Uitspraak 2017-762 (Bindend)

Uitspraak Geschillencommissie Financiële Dienstverlening nr. 2017-762
(mr. J.S.W. Holtrop, voorzitter en mr. A.M.S. Westenbrink, secretaris)

Klacht ontvangen op : 22 juni 2017
Ingediend door : Consument
Tegen : Unigarant N.V., gevestigd te Hoogeveen, verder te noemen Verzekeraar
Datum uitspraak : 15 november 2017
Aard uitspraak : Bindend advies

Samenvatting

Consument doet een beroep op zijn brommerverzekering omdat zijn brommer is omgevallen door een rukwind en hierdoor schade heeft opgelopen. Verzekeraar weigert de schade te vergoeden onder verwijzing naar de Voorwaarden waarin staat vermeld dat er op de diefstaldekking alleen stormschade is meeverzekerd als er door de storm objecten op of tegen de bromfiets aanwaaien, waardoor schade aan de bromfiets ontstaat. De Commissie is van oordeel dat uit de bewoordingen van de Voorwaarden volgt dat er pas recht op vergoeding van de plotseling en onvoorziene schade aan het verzekerd object ontstaat indien de schade het gevolg is van door de storm rondvliegende of vallende voorwerpen. Met ‘rondvliegende of vallende voorwerpen’ worden andere zaken bedoeld dan de bromfiets zelf, nu de bromfiets het ‘verzekerd object’ betreft. Er is niet voldaan aan de Voorwaarden. De Commissie ziet geen aanleiding te oordelen dat een beroep van Verzekeraar op deze primaire dekkingsbepaling naar maatstaven van redelijkheid en billijkheid onaanvaardbaar is. De Verzekeraar heeft met de dekkingsomschrijving de grenzen omschreven waarbinnen hij bereid was dekking te verlenen, hetgeen hem vrijstond (HR 9 juni 2006, NJ 2006, 326, r.o. 3.4.2). Afwijking van dit uitgangspunt is een uitzondering en is alleen aan de orde in bijzondere omstandigheden. Van dergelijke omstandigheden is de Commissie niet gebleken.
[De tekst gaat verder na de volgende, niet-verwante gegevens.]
PR #10, opened 2024-01-02
Implementation using memory mapped file

bjhara:
Implementation entry using memory mapped file (CalculateAverage_bjhara.java)

On my system (Ryzen 7 5700G, 8 cores, 32 GB RAM) it takes appoximately 17 seconds (the reference implementation takes ~2m17s).

### DIFF
--- a/calculate_average_bjhara.sh
+++ b/calculate_average_bjhara.sh
@@ -1,0 +1,20 @@
+#!/bin/sh
+#
+#  Copyright 2023 The original authors
+#
+#  Licensed under the Apache License, Version 2.0 (the "License");
+#  you may not use this file except in compliance with the License.
+#  You may obtain a copy of the License at
+#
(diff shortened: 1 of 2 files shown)


royvanrijn:
This is awesome, learned about memory mapped files from looking at your solution. I've learned from your approach and shoehorned it into mine, which made it even faster. On my MacBook Pro (M2) it now runs in <5 seconds 🚀

gunnarmorling:
I've added the missing license header to the source file and merged. Congrats, you're leading now with 00:38:510 on the official evaluation environment!

twobiers:
Cool, learned about a new API. Will try to integrate it in my branch to get hands on experience. Kudos to you!

javamann:
Really cool approach! Your knowledge of Streams beats the crap out of mine. I really like your splitFileChannel. There is a lot of good concepts that I'm going to steal for a side project of mine.

PR #12, opened 2024-01-02
filiphr first submission

filiphr:
Really interesting and fun challenge @gunnarmorling.

I gave it a go, first implementation using Shenandoah GC (reduces GC pauses significantly) and uses parallel iteration.

My implementation is: [CalculateAverage_filiphr.java]
I used OpenJDK Runtime Environment Zulu21.30+15-CA (build 21.0.1+12-LTS) (21.0.1-zulu)

On Macbook Pro (8 core Intel 64 GB RAM) it runs in +/- 1m40s, the reference implementation runs in +/- 4m9s

### DIFF
--- a/calculate_average_filiphr.sh
+++ b/calculate_average_filiphr.sh
@@ -16,5 +16,7 @@
 #
 
 
+sdk use java 21.0.1-graal
+java -version
 JAVA_OPTS=""
 time java $JAVA_OPTS --class-path target/average-1.0.0-SNAPSHOT.jar dev.morling.onebrc.CalculateAverage_filiphr
--- a/src/main/java/dev/morling/onebrc/CalculateAverage_filiphr.java
+++ b/src/main/java/dev/morling/onebrc/CalculateAverage_filiphr.java
@@ -47,6 +47,8 @@ import java.util.stream.StreamSupport;
  * When using Oracle GraalVM 21.0.1+12.1
  * `sdk use java 21.0.1-graal`
  * It takes 0m 15s on my machine
+ * `sdk use java 21.0.1-graalce`
+ * It takes 0m 20s on my machine
  *
  * @author Filip Hrisafov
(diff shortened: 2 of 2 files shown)


gunnarmorling:
Nice one, thanks a lot! Will evaluate this one tomorrow, first need to install that Zulu JDK.

filiphr:
Thanks. It doesn't have to be Zulu though. It needs a JDK that has Shenandoah GC, the ones provided by Oracle do not have it (Graal, Oracle JDK and Open JDK). Zulu, Temurin, RedHat, SAP have it (in case it is easier for you to use one of the others)

filiphr:
Hey @lobaorn, it would for sure be interesting to try out a different build from https://builds.shipilev.net/. Which one will you suggest me to try out?

I've been also working on using memory mapped files locally and it seems like the GC is not making any special differences now.

filiphr:
Thanks @lobaorn, I'll check Twitter and the Comments in #15 as well.

I've done some rework on this using memory mapped files thanks @bjhara and @royvanrijn for their submissions, I learned something new. 

Changed to use `BigDecimal` parsing instead of `Double.parseBoolean`, that improves a bit the speed as well.

With the updates it now runs in ~35s on my machine

gunnarmorling:
@filiphr, if any of the distros available from SDKMan can be used, could you add a line [like this](https://github.com/gunnarmorling/1brc/pull/45) to your launch script?

filiphr:
@gunnarmorling, done. I've added `sdk use java 21.0.1-graal`. Using the Graal CE edition makes no difference for me. 

If it isn't possible to use Oracle GraalVM (it is available on SDKMan) then it is fine to just run this with the default JDK

filiphr:
Nice, thanks for merging it. Such a fun experience. Will ty to speed it up a bit more :)

PR #17, opened 2024-01-02
 padreati's first try

padreati:
I have used virtual threads to process in parallel chunks of the input file, some SIMD Vector API to check for new lines and commas, actually nothing too fancy.

On my laptop Ubuntu i7 4 cores, 8 threads I get something around 45 seconds, the original benchmark being 2min51sec.

I have also added some configuration for using vector api and enable preview in the maven pom file.

### DIFF
--- a/calculate_average_padreati.sh
+++ b/calculate_average_padreati.sh
@@ -1,0 +1,20 @@
+#!/bin/sh
+#
+#  Copyright 2023 The original authors
+#
+#  Licensed under the Apache License, Version 2.0 (the "License");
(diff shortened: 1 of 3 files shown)


gunnarmorling:
Woot, woot, first implementation using the Vector API!

gunnarmorling:
Nice one! Clocking in at 0:50:547 in the official evaluation environment (i.e. interestingly, the relative improvement there is quite a bit bigger than in the numbers you shared). Perhaps wider AVX lanes (it's some AMD EPYC chip)?

PR #19, opened 2024-01-02
Implementation - palmr

Palmr:
My implementation: `CalculateAverage_palmr`
Was using `Zulu21.30+15-CA (build 21.0.1+12-LTS)` for JDK but nothing specific to Zulu.

Memory mapped file, single-pass parsing, custom hash map, fixed size thread pool
The threading was a hasty addition and needs work. On a single thread we got it down to ~40s locally.

An assumption has been made that measurement values are all 1 decimal place. Hoping that's fair :crossed_fingers: 

Locally seeing on Linux 6.1.8 (Fedora 36), AMD Ryzen 9 5950X, 128GB RAM, NVMe disk (AKA not representative of the SUT at all, but hey):

```shell
#  ./calculate_average.sh
real    2m3.411s
user    2m1.455s
sys     0m2.821s

# ./calculate_average_bjhara.sh
real    0m10.318s
user    4m22.220s
sys     0m10.747s

#  ./calculate_average_palmr.sh
real    0m5.787s
user    0m42.884s
sys     0m0.796s
```

### DIFF
--- a/calculate_average_palmr.sh
+++ b/calculate_average_palmr.sh
@@ -1,0 +1,20 @@
+#!/bin/sh
+#
+#  Copyright 2023 The original authors
+#
+#  Licensed under the Apache License, Version 2.0 (the "License");
+#  you may not use this file except in compliance with the License.
+#  You may obtain a copy of the License at
+#
+#      http://www.apache.org/licenses/LICENSE-2.0
+#
+#  Unless required by applicable law or agreed to in writing, software
+#  distributed under the License is distributed on an "AS IS" BASIS,
+#  WITHOUT WARRANTIES OR CONDITIONS OF ANY KIND, either express or implied.
+#  See the License for the specific language governing permissions and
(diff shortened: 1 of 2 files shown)


Palmr:
> Shamelessly sharing this idea for JVM/GC tuning in another PR/discussion? [#15 (comment)](https://github.com/gunnarmorling/1brc/pull/15#issuecomment-1875495420)

I think the ZGC parts are moot for my solution, since it doesn't GC. I should probably use Epsilon GC but when trying locally it didn't impact the runtime.

I've not seen anything about Project Leyden before, so something to play around with later.
It looks similar to Azul ReadyNow? I did consider trying but avoided since it's paid only.

gunnarmorling:
Nice one, clocking in at 00:18.865. Squashing and merging. Exploring Leyden would be great, it was one of the thing I was hoping someone would do!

De vordering van Consument wordt afgewezen.

1. Procesverloop

De Commissie beslist met inachtneming van haar Reglement en op basis van de volgende stukken:

• het door Consument digitaal ingediende klachtformulier;
• het verweerschrift van Verzekeraar;
• de repliek van Consument;
• de dupliek van Verzekeraar.

De Commissie stelt vast dat partijen hebben gekozen voor bindend advies.

De Commissie is van oordeel dat het niet nodig is de zaak mondeling te behandelen. De zaak zal daarom op grond van de stukken worden beslist.

2. Feiten

De Commissie gaat uit van de volgende feiten.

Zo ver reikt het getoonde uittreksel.